*** Excerpted data Section Begins ***
PR #2346, opened 2015-06-17
[Plots.Pie] Add labels to slices

### LINKED ISSUE #1970: Static Labels on Pie Plots

rcchen:
Turns out that I can't use `arc.centroid()` directly here from d3, but I've implemented an identical technique as a substitute.

image

Fixes #1970 

Fiddle: http://jsfiddle.net/2z4pckh8/1/

### DIFF
--- a/plottable.css
+++ b/plottable.css
@@ -63,6 +63,11 @@ svg.plottable {
   font-size: 14px;
 }
 
+.plottable .label-area text {
+  font-family: "Helvetica Neue", sans-serif;
+  fill: #32313F;
+}
+
 .plottable .light-label text {
   fill: white;
 }
--- a/plottable.css
+++ b/plottable.css
@@ -64,8 +64,9 @@ svg.plottable {
 }
 
 .plottable .label-area text {
-  font-family: "Helvetica Neue", sans-serif;
   fill: #32313F;
+  font-family: "Helvetica Neue", sans-serif;
+  font-size: 14px;
 }
 
 .plottable .light-label text {
--- a/src/plots/piePlot.ts
+++ b/src/plots/piePlot.ts
@@ -9,6 +9,7 @@ export module Plots {
     private static _SECTOR_VALUE_KEY = "sector-value";
     private _startAngles: number[];
     private _endAngles: number[];
+    private _labelsEnabled = false;
 
     /**
      * @constructor
@@ -157,6 +158,29 @@ export module Plots {
       return this;
     }
 
+    /**
+     * Get whether slice labels are enabled.
+     *
+     * @returns {boolean} Whether slices should display labels or not.
+     */
+    public labelsEnabled(): boolean;
+    /**
+     * Sets whether labels are enabled.
+     *
+     * @param {boolean} labelsEnabled
+     * @returns {Pie} The calling Pie Plot.
+     */
+    public labelsEnabled(enabled: boolean): Pie;
+    public labelsEnabled(enabled?: boolean): any {
+      if (enabled === undefined) {
+        return this._labelsEnabled;
+      } else {
+        this._labelsEnabled = enabled;
+        this.render();
+        return this;
+      }
+    }
+
     protected _propertyProjectors(): AttributeToProjector {
       var attrToProjector = super._propertyProjectors();
       var innerRadiusAccessor = Plot._scaledAccessor(this.innerRadius());
@@ -208,6 +232,55 @@ export module Plots {
       var endAngle = pie[index].endAngle;
       var avgAngle = (startAngle + endAngle) / 2;
       return { x: avgRadius * Math.sin(avgAngle), y: -avgRadius * Math.cos(avgAngle) };
+    }
+
+    protected _additionalPaint(time: number) {
+      if (this._labelsEnabled) {
+        Utils.Window.setTimeout(() => this._drawLabels(), time);
+      }
+    }
+
+    private _drawLabels() {
+      var attrToProjector = this._generateAttrToProjector();
+      var labelArea = this._renderArea.append("g").classed("label-area", true);
+      var measurer = new SVGTypewriter.Measurers.CacheCharacterMeasurer(labelArea);
+      var writer = new SVGTypewriter.Writers.Writer(measurer);
+      this.entities().forEach((entity) => {
+        var value = "" + this.sectorValue().accessor(entity.datum, entity.index, entity.dataset);
+        var measurement = measurer.measure(value);
+
+        var center = this._center();
+        var theta = (this._endAngles[entity.index] + this._startAngles[entity.index]) / 2;
+        var outerRadius = this.outerRadius().accessor(entity.datum, entity.index, entity.dataset);
+        if (this.outerRadius().scale) {
+          outerRadius = this.outerRadius().scale.scale(outerRadius);
+        }
+        var innerRadius = this.innerRadius().accessor(entity.datum, entity.index, entity.dataset);
+        if (this.innerRadius().scale) {
+          innerRadius = this.innerRadius().scale.scale(innerRadius);
+        }
+        var labelRadius = (outerRadius + innerRadius) / 2;
+
+        var x = Math.sin(theta) * labelRadius - measurement.width / 2;
+        var y = -Math.cos(theta) * labelRadius - measurement.height / 2;
+
+        var color = attrToProjector["fill"](entity.datum, entity.index, entity.dataset);
+        var dark = Utils.Color.contrast("white", color) * 1.6 < Utils.Color.contrast("black", color);
+        var g = labelArea.append("g").attr("transform", "translate(" + x + "," + y + ")");
+        var className = dark ? "dark-label" : "light-label";
+        g.classed(className, true);
+
+        writer.write(value, measurement.width, measurement.height, {
+          selection: g,
+          xAlign: "center",
+          yAlign: "center",
+          textRotation: 0
+        });
+      });
+    }
+
+    private _center() {
+      return { x: this.width() / 2, y: this.height() / 2 };
     }
   }
 }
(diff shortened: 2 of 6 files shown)


jtlan:
Can you give us some examples on how this degrades if there's not enough room for the text, etc?

plottable.css
```diff
@@ -63,6 +63,11 @@ svg.plottable {
   font-size: 14px;
 }
 
+.plottable .label-area text {
+  font-family: "Helvetica Neue", sans-serif;
+  fill: #32313F;
```
jtlan: Where'd you get this CSS?

src/plots/piePlot.ts
```diff
@@ -209,6 +233,50 @@ export module Plots {
...
+    protected _additionalPaint(time: number) {
+      if (this._labelsEnabled) {
+        Utils.Window.setTimeout(() => this._drawLabels(), time);
+      }
+    }
+
+    private _drawLabels() {
+      var attrToProjector = this._generateAttrToProjector();
+      var labelArea = this._renderArea.append("g").classed("label-area", true);
+      var measurer = new SVGTypewriter.Measurers.CacheCharacterMeasurer(labelArea);
```
jtlan: Creating a new cacheing `Measurer` sort of defeats the purpose :(

src/plots/piePlot.ts
```diff
@@ -209,6 +233,50 @@ export module Plots {
...
+      var writer = new SVGTypewriter.Writers.Writer(measurer);
+      this.entities().forEach((entity) => {
```
jtlan: Why use `entities()` inside here? It seems like the `Plot` should already be able to get the necessary values by other means right?

jtlan:
Tests?

plottable.css
```diff
@@ -63,6 +63,12 @@ svg.plottable {
   font-size: 14px;
 }
 
+.plottable .label-area text {
+  fill: #32313F;
+  font-family: "Helvetica Neue", sans-serif;
+  font-size: 14px;
+}
+
```
rcchen: Didn't respond to this last time; it was pulled from a couple of lines above. I think that we should standardize the `.label-area` class across all plots that can show labels since they more or less will end up sharing styles.

src/plots/piePlot.ts
```diff
@@ -243,6 +267,73 @@ export module Plots {
...
+          { x: svgX, y: svgY + measurement.height}
+        ];
+
+        var showLabel = true;
+        corners.forEach((corner) => {
+          var entities = this.entitiesAt(corner);
+          if (entities.length < 1) {
+            showLabel = false;
+          } else {
+            if (entities[0].index != entity.index) {
```
rcchen: @jtlan I'm curious if there's a good way to do object equality between `Entities`. This works because there's only a single Entity/Dataset to ever be concerned with in this plot but this is definitely not generalizable.

src/plots/piePlot.ts
```diff
@@ -243,6 +267,76 @@ export module Plots {
...
+        var corners = [
+          { x: svgX, y: svgY },
+          { x: svgX + measurement.width, y: svgY },
+          { x: svgX + measurement.width, y: svgY + measurement.height },
+          { x: svgX, y: svgY + measurement.height}
+        ];
+
+        var showLabel = true;
+        corners.forEach((corner) => {
+          var entities = this.entitiesAt(corner);
```
jtlan: Is there a way to do the math without using `entitiesAt()`?

src/plots/piePlot.ts
```diff
@@ -243,6 +267,76 @@ export module Plots {
...
+          if (entities.length < 1) {
+            showLabel = false;
```
jtlan: Should `break` here.

src/plots/piePlot.ts
```diff
@@ -243,6 +267,97 @@ export module Plots {
...
       return { x: avgRadius * Math.sin(avgAngle), y: -avgRadius * Math.cos(avgAngle) };
     }
+
+    protected _additionalPaint(time: number) {
+      if (this._labelsEnabled) {
+        Utils.Window.setTimeout(() => this._drawLabels(), time);
+      }
+    }
+
+    private _getSliceIndexForPoint(p: Point) {
```
jtlan: No "get"...!

src/plots/piePlot.ts
```diff
@@ -243,6 +267,97 @@ export module Plots {
...
+
+        // Hide the label if it is outside of the slice area
+        var corners = [
+          { x: x, y: y },
+          { x: x, y: y + measurement.height},
+          { x: x + measurement.width, y: y },
+          { x: x + measurement.width, y: y + measurement.height }
+        ];
+
+        // We use the first entity as a point of comparison
```
jtlan: Straggling comment

src/plots/piePlot.ts
```diff
@@ -243,6 +267,97 @@ export module Plots {
...
+        var innerRadius = this.innerRadius().accessor(datum, i, dataset);
+        if (this.innerRadius().scale) {
+          innerRadius = this.innerRadius().scale.scale(innerRadius);
+        }
+        var labelRadius = (outerRadius + innerRadius) / 2;
+
+        var x = Math.sin(theta) * labelRadius - measurement.width / 2;
+        var y = -Math.cos(theta) * labelRadius - measurement.height / 2;
+
+        // Hide the label if it is outside of the slice area
```
jtlan: Don't need this comment, the logic should speak for itself.

src/plots/piePlot.ts
```diff
@@ -243,6 +267,95 @@ export module Plots {
...
+      var index: number;
+      for (var i = 0; i < this._startAngles.length; i++) {
+        if (this._startAngles[i] < pointAngle && this._endAngles[i] > pointAngle) {
+          index = i;
+          break;
+        }
+      }
+      if (index !== undefined) {
+        var dataset = this.datasets()[0];
+        var datum = dataset.data()[i];
```
jtlan: `i`?

src/plots/piePlot.ts
```diff
@@ -243,6 +267,95 @@ export module Plots {
...
+          { x: x + measurement.width, y: y },
+          { x: x + measurement.width, y: y + measurement.height }
+        ];
+
+        var showLabel = true;
+        var index = this._sliceIndexForPoint(corners[0]);
+        for (var j = 1; j < corners.length; j++) {
+          var sliceIndex = this._sliceIndexForPoint(corners[j]);
+          if (sliceIndex == null || sliceIndex !== index || sliceIndex !== i) {
+            showLabel = false;
```
jtlan: Can we replace the loop with the more compact:
```Typescript
```

test/plots/piePlotTests.ts
```diff
@@ -244,6 +244,27 @@ describe("Plots", () => {
...
+      it("labels are shown and hidden appropriately", () => {
+        piePlot.removeDataset(simpleDataset);
+        var data = [
+          { key: "A", value: 1 }, { key: "B", value: 50 },
+          { key: "C", value: 1 }, { key: "D", value: 50 },
+          { key: "E", value: 1 }, { key: "F", value: 50 }
+        ];
+        var dataset = new Plottable.Dataset(data);
+        piePlot.addDataset(dataset).labelsEnabled(true);
+        $(".label-area").children("g").each(function(i) {
```
jtlan: JQuery instead of D3?

rcchen: Only need first level children for this, the children wrap <g> elements and it can get wonky.

src/plots/piePlot.ts
```diff
@@ -243,6 +267,89 @@ export module Plots {
...
+
+        var sliceIndices = corners.map((corner) => this._sliceIndexForPoint(corner));
+        var showLabel = sliceIndices.every((index) => (index != null && index === sliceIndices[0]));
+
+        var color = attrToProjector["fill"](datum, i, dataset);
+        var dark = Utils.Color.contrast("white", color) * 1.6 < Utils.Color.contrast("black", color);
+        var g = labelArea.append("g").attr("transform", "translate(" + x + "," + y + ")");
+        var className = dark ? "dark-label" : "light-label";
+        g.classed(className, true);
+        g.style("display", showLabel ? "block" : "none");
```
jtlan: Usually we use `visibility` instead:
```Typescript
g.style("visibility", showLabel ? "inherit" : "hidden");
```

src/plots/piePlot.ts
```diff
@@ -243,6 +267,89 @@ export module Plots {
...
+
+        writer.write(value, measurement.width, measurement.height, {
```
jtlan: Also some question as to whether we want to write the text at all if it's not visible. It's useful for debugging though, so I think we should keep doing it.

crmorford:
I made a bug :( middle pie plot http://jsfiddle.net/2z4pckh8/2/

src/plots/piePlot.ts
```diff
@@ -243,6 +267,89 @@ export module Plots {
...
+
+        var corners = [
+          { x: x, y: y },
+          { x: x, y: y + measurement.height},
+          { x: x + measurement.width, y: y },
+          { x: x + measurement.width, y: y + measurement.height }
+        ];
+
+        var sliceIndices = corners.map((corner) => this._sliceIndexForPoint(corner));
+        var showLabel = sliceIndices.every((index) => (index != null && index === i));
```
jtlan: Just `index === i` would be enough right?

Also it's worth renaming `i` to something like `datumIndex` so the logic is clearer.

crmorford:
Ok this is admittedly a kinda stupid way to use the plot, but if the labels only show up halfway because of the bounds of the svg, they don't get removed. http://jsfiddle.net/2z4pckh8/3/

rcchen:
Bar plots also suffer in this degenerate case (http://jsfiddle.net/dk7La3hn/1/), going to go with won't fix for now.

crmorford:
Okay, works for me :) Gonna look around one more time.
*** Excerpted data Section Ends ***
_Exercise objective_.
Wherever the word "svgX" appears in a line of the data above, copy that line.

_Written solution_.
+          { x: svgX, y: svgY + measurement.height}
+          { x: svgX, y: svgY },
+          { x: svgX + measurement.width, y: svgY },
+          { x: svgX + measurement.width, y: svgY + measurement.height },
+          { x: svgX, y: svgY + measurement.height}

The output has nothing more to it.